=== What is expected ===
From the entries below, report how many lines contain the string "during". Only the number is wanted.

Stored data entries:
□ □ □
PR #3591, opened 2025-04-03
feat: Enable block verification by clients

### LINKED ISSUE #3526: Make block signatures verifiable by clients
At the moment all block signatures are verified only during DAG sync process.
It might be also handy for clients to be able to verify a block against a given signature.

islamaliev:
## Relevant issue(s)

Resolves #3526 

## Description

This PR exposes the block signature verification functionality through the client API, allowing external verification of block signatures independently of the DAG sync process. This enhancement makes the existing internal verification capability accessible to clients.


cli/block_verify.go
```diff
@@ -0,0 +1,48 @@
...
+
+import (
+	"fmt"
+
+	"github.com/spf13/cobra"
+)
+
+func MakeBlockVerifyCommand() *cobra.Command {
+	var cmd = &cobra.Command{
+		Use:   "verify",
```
□ □ □
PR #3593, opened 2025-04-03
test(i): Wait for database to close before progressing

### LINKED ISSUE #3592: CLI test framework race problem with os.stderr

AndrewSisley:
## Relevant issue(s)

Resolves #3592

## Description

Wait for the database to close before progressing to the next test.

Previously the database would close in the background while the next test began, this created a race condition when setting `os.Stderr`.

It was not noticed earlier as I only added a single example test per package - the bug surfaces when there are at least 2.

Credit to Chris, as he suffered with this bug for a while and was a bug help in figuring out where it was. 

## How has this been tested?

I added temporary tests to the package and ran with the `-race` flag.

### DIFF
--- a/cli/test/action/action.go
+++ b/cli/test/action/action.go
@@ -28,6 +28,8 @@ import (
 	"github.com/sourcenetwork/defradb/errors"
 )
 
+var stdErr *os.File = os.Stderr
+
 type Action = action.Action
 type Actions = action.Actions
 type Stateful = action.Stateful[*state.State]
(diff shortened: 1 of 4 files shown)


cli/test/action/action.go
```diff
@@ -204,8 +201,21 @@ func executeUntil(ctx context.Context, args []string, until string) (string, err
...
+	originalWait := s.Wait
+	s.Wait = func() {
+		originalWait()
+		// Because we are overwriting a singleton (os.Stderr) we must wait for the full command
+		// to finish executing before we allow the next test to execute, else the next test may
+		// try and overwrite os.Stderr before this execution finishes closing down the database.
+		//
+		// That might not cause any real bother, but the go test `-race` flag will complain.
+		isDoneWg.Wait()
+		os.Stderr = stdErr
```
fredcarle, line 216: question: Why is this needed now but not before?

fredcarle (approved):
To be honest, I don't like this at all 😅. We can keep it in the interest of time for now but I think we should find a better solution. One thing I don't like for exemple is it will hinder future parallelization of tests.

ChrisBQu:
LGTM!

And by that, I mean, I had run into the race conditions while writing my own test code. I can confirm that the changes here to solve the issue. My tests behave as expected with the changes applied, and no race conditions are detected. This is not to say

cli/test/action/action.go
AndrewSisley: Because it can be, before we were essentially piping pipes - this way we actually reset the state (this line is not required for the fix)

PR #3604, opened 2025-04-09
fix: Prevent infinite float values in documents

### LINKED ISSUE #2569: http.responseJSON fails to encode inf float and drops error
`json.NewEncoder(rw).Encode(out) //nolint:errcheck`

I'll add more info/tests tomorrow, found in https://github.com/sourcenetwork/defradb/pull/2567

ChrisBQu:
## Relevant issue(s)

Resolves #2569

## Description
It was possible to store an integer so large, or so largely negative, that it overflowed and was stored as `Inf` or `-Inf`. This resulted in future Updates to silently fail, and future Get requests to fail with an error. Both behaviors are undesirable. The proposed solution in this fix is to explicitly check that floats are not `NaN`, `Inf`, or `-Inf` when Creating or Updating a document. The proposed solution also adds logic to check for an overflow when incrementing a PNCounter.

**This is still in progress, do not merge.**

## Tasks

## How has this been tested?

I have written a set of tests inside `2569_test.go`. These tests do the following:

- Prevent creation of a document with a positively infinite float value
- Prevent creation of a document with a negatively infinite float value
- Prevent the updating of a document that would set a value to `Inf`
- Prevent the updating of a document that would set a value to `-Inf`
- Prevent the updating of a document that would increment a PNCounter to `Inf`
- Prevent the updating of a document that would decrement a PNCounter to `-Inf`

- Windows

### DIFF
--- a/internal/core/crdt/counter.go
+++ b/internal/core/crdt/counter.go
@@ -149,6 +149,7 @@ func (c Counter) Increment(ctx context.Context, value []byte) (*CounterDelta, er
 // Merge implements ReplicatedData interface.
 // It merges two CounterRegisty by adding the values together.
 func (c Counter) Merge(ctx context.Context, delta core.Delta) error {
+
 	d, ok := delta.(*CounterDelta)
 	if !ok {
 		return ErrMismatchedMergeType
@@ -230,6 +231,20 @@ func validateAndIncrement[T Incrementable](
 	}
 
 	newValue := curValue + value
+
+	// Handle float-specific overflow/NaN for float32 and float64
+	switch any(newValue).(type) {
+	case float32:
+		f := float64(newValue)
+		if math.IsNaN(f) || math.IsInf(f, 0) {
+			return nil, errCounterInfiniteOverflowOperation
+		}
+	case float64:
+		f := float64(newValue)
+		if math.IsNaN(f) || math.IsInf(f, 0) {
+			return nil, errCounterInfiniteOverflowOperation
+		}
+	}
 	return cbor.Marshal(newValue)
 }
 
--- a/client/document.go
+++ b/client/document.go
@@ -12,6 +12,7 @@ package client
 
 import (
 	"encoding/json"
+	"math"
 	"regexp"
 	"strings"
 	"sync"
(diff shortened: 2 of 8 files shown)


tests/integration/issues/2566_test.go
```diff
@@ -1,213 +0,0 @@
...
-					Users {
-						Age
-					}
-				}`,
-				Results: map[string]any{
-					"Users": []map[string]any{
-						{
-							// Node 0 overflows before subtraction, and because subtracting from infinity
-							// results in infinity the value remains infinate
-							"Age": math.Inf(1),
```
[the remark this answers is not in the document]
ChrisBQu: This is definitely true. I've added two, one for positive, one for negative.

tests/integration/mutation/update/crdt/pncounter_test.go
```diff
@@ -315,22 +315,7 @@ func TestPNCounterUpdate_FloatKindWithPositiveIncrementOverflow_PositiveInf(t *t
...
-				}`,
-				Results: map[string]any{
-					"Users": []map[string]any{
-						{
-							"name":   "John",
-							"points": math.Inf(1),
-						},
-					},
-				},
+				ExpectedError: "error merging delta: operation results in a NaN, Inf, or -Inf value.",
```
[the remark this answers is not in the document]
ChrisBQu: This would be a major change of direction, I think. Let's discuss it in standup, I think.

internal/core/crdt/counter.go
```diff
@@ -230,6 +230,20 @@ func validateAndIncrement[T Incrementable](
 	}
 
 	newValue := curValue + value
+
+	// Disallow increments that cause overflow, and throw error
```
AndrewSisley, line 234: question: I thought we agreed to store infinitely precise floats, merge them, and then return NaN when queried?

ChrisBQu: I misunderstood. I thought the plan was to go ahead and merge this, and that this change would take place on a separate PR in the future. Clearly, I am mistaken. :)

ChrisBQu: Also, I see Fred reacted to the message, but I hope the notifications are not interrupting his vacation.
□ □ □
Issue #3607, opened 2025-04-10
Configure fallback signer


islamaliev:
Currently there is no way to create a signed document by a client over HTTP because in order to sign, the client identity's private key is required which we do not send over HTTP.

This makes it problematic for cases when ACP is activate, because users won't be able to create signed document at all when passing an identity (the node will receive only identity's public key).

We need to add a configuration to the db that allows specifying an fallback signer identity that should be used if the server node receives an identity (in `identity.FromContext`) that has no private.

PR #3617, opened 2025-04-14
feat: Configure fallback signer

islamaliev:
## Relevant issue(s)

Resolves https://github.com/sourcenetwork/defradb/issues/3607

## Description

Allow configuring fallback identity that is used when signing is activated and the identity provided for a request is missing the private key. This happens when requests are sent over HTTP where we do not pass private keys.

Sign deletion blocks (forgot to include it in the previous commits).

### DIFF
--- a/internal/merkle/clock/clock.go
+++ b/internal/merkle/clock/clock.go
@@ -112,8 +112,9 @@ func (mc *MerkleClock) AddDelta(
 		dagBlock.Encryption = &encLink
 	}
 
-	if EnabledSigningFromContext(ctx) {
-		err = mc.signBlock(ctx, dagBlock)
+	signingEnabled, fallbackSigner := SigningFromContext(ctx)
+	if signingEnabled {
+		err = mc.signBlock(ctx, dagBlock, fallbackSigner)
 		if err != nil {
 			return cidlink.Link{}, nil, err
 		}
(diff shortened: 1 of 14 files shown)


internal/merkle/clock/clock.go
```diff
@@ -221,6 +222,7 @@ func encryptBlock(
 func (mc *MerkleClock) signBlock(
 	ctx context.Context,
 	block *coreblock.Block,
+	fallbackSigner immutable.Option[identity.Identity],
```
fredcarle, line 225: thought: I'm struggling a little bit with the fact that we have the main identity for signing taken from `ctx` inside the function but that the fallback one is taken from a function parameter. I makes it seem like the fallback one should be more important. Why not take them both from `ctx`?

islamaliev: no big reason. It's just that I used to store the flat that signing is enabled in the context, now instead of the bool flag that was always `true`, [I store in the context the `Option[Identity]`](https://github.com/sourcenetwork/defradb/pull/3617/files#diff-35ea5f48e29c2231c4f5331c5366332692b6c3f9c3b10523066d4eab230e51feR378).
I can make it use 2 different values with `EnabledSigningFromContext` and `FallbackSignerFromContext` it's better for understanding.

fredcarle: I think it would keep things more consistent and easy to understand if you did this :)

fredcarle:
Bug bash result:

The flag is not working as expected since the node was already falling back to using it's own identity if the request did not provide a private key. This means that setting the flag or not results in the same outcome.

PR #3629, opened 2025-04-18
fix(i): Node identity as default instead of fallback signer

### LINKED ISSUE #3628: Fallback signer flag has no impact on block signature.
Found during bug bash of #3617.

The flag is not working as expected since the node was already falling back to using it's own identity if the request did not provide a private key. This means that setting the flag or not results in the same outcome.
□ □ □
=== The completed task ===
2